## Stored items
------------------------------------------------
PR #1033, opened 2025-07-07
Clang tidy: fix configuration + resolve newly introduced issues

mgovers:
Apparently, we haven't been running clang-tidy properly for the past 4 months, because of a small typo in the `.clang-tidy` file. This file fixes that and its underlying warning + resolves the newly introduced warnings.

NOTE: the move from raw iterators to range-based for-loops was what enabled the original exclusion to be possible. See also https://github.com/llvm/llvm-project/issues/68213 for an interesting read on the problems with the original exclusion.


.clang-tidy
```diff
@@ -67,8 +67,4 @@ WarningsAsErrors: '*'
 HeaderFilterRegex: '.*'
 
 FormatStyle: file
-
-CheckOptions:
-  - key: performance-unnecessary-value-param.AllowedTypes
-  - value: 'ForwardIterator'
```
mgovers, line 73: this was a typo that caused us to not be able to use clang-tidy for 4 months without us knowing

power_grid_model_c/power_grid_model/include/power_grid_model/main_core/input.hpp
```diff
@@ -20,19 +20,22 @@ constexpr std::array<Branch3Side, 3> const branch3_sides = {Branch3Side::side_1,
...
-    reserve_component<Component>(state, std::distance(begin, end));
+    reserve_component<Component>(state, std::ranges::size(component_inputs));
     // do sanity check on the transformer tap regulator
     std::vector<Idx2D> regulated_objects;
     // loop to add component
-    for (auto it = begin; it != end; ++it) {
-        ComponentView const input = *it;
+
+    for (auto const& input_proxy : component_inputs) {
+        ComponentView const input = [&input_proxy]() -> ComponentView { return input_proxy; }();
```
mgovers, line 37: 🪄 keep `const&` when it's already of type `ComponentInput const&`, or otherwise conversion to `const` value-type when it's a proxy

power_grid_model_c/power_grid_model/include/power_grid_model/main_core/input.hpp
```diff
@@ -20,19 +20,22 @@ constexpr std::array<Branch3Side, 3> const branch3_sides = {Branch3Side::side_1,
 // template to construct components
 // using forward interators
 // different selection based on component type
-template <std::derived_from<Base> Component, class ComponentContainer, std::forward_iterator ForwardIterator>
+template <std::derived_from<Base> Component, class ComponentContainer, std::ranges::forward_range ComponentInputs>
     requires model_component_state_c<MainModelState, ComponentContainer, Component>
-inline void add_component(MainModelState<ComponentContainer>& state, ForwardIterator begin, ForwardIterator end,
+inline void add_component(MainModelState<ComponentContainer>& state, ComponentInputs component_inputs,
```
mgovers: since we now explicitly capture by range view, we do not have the warning about copying iterators anymore

Jerry-Jinfeng-Guo (changes requested):
PR title

tests/cpp_unit_tests/test_math_solver_se.hpp
```diff
@@ -354,7 +354,7 @@ TEST_CASE_TEMPLATE_DEFINE("Test math solver - SE, measurements", SolverType, tes
 
         */
         // to make the distinction between global and local angle current measurement
-        auto const global_shift = phase_shift(1.0 + 1.0i);
+        auto const global_shift = phase_shift(1.0 + 1.0i); // NOLINT(readability-uppercase-literal-suffix)
```
nitbharambe: Maybe we should global ignore this since we would have only 1.0i as a suffix in our code.

power_grid_model_c/power_grid_model/include/power_grid_model/main_model_impl.hpp
```diff
@@ -188,25 +188,12 @@ class MainModelImpl<ExtraRetrievableTypes<ExtraRetrievableType...>, ComponentLis
...
     // template to construct components
     // using forward interators
     // different selection based on component type
-    template <std::derived_from<Base> CompType, std::forward_iterator ForwardIterator>
-    void add_component(ForwardIterator begin, ForwardIterator end) {
+    template <std::derived_from<Base> CompType> void add_component(std::ranges::viewable_range auto&& components) {
         assert(!construction_complete_);
-        main_core::add_component<CompType>(state_, begin, end, system_frequency_);
+        main_core::add_component<CompType>(state_, components, system_frequency_);
     }
```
------------------------------------------------
## PROBLEM TO SOLVE
Say how many lines in the data above contain the string "suffix", and give no other output.

## YOUR RESPONSE
2